Exercise instructions: Write out the data in full, exactly as shown.

Dataset extract:
PR #355, opened 2026-07-22
fix(sync): validate discovery hash responses

ValarDragon:
## Motivation

Malformed nonempty `FindBlocks` responses could poison legacy sync discovery.
After locating the first unknown hash, `obtain_tips` treated the rest of the
response as downloadable without validating that the suffix remained unknown.
A sequence such as `[unknown, known, random]` therefore reached the later
state-membership check and aborted the active sync attempt instead of discarding
only the malformed peer response.

This is a response-validation variant of GHSA-h9hm-m2xj-4rq9 and re-extracts
the focused fix from #151 onto current `main`.

## Solution

- Validate legacy discovery responses before mutating download state.
- Reject duplicate hashes, known hashes after the first unknown hash, locator
  echoes in advertised suffixes, and nonproductive response shapes.
- Apply equivalent validation to both tip discovery and extension building.
- Preserve the response-size guards added to `main` after the original port.
- Add regression coverage for malformed discovery and extension responses.

## Testing

- `cargo test -p zakura components::sync` (62 passed)
- `npx --yes markdownlint-cli changelog-unreleased/355.md --config .trunk/configs/.markdownlint.yaml`

The regression tests exercise known hashes embedded after the first unknown
hash, duplicate hashes, malformed extension responses, and permitted unrelated
trailing hashes.

## Changelog

Added `changelog-unreleased/355.md` under `Security`.

- Original Zakura port: #151
- Original Zebra port: https://github.com/valargroup/zebra/pull/318
- Advisory: GHSA-h9hm-m2xj-4rq9

### Follow-up Work

None.

---

> [!NOTE]
> **Medium Risk**
> Changes peer-response handling on the legacy sync hot path; behavior is stricter but aligned with existing size guards and should only drop bad responses, with regression tests covering the failure modes.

Answer area:
PR #355, opened 2026-07-22
fix(sync): validate discovery hash responses

ValarDragon:
## Motivation

Malformed nonempty `FindBlocks` responses could poison legacy sync discovery.
After locating the first unknown hash, `obtain_tips` treated the rest of the
response as downloadable without validating that the suffix remained unknown.
A sequence such as `[unknown, known, random]` therefore reached the later
state-membership check and aborted the active sync attempt instead of discarding
only the malformed peer response.

This is a response-validation variant of GHSA-h9hm-m2xj-4rq9 and re-extracts
the focused fix from #151 onto current `main`.

## Solution

- Validate legacy discovery responses before mutating download state.
- Reject duplicate hashes, known hashes after the first unknown hash, locator
  echoes in advertised suffixes, and nonproductive response shapes.
- Apply equivalent validation to both tip discovery and extension building.
- Preserve the response-size guards added to `main` after the original port.
- Add regression coverage for malformed discovery and extension responses.

## Testing

- `cargo test -p zakura components::sync` (62 passed)
- `npx --yes markdownlint-cli changelog-unreleased/355.md --config .trunk/configs/.markdownlint.yaml`

The regression tests exercise known hashes embedded after the first unknown
hash, duplicate hashes, malformed extension responses, and permitted unrelated
trailing hashes.

## Changelog

Added `changelog-unreleased/355.md` under `Security`.

- Original Zakura port: #151
- Original Zebra port: https://github.com/valargroup/zebra/pull/318
- Advisory: GHSA-h9hm-m2xj-4rq9

### Follow-up Work

None.

---

> [!NOTE]
> **Medium Risk**
> Changes peer-response handling on the legacy sync hot path; behavior is stricter but aligned with existing size guards and should only drop bad responses, with regression tests covering the failure modes.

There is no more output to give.